— DATA TO EXAMINE —

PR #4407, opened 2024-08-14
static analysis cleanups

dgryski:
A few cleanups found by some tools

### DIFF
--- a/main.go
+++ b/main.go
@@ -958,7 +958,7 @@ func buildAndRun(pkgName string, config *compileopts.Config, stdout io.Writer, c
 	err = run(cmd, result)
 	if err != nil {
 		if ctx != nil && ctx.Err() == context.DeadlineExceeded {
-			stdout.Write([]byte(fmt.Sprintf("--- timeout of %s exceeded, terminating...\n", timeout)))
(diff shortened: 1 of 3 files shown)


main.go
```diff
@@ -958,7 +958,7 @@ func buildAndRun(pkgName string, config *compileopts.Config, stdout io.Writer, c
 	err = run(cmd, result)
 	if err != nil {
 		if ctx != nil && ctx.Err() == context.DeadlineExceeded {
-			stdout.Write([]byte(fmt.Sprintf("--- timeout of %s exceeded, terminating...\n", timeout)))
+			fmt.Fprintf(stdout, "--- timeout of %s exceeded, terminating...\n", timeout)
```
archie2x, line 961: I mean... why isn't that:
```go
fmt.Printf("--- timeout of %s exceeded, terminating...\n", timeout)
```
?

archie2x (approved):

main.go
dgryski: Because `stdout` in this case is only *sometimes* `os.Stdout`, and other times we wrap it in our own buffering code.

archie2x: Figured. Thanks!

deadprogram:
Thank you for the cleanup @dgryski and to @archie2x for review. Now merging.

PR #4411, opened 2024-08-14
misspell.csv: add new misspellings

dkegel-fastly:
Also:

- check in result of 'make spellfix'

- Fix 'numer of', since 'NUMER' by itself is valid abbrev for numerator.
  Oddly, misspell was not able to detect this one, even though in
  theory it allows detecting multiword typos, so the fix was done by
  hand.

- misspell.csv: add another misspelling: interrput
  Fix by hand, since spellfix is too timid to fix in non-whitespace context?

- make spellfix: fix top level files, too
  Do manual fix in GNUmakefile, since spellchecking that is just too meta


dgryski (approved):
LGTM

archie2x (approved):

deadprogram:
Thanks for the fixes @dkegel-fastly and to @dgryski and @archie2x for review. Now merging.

--

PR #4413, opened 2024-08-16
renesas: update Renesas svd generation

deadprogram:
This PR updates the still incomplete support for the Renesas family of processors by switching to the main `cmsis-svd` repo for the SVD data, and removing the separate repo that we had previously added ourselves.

— TO DO —
There is a line with "Do manual fix" and a line with "Thanks for the" above. Copy exactly those two lines and all lines between them, with nothing else.

— SOLUTION TO THE PROBLEM —
  Do manual fix in GNUmakefile, since spellchecking that is just too meta


dgryski (approved):
LGTM

archie2x (approved):

deadprogram:
Thanks for the fixes @dkegel-fastly and to @dgryski and @archie2x for review. Now merging.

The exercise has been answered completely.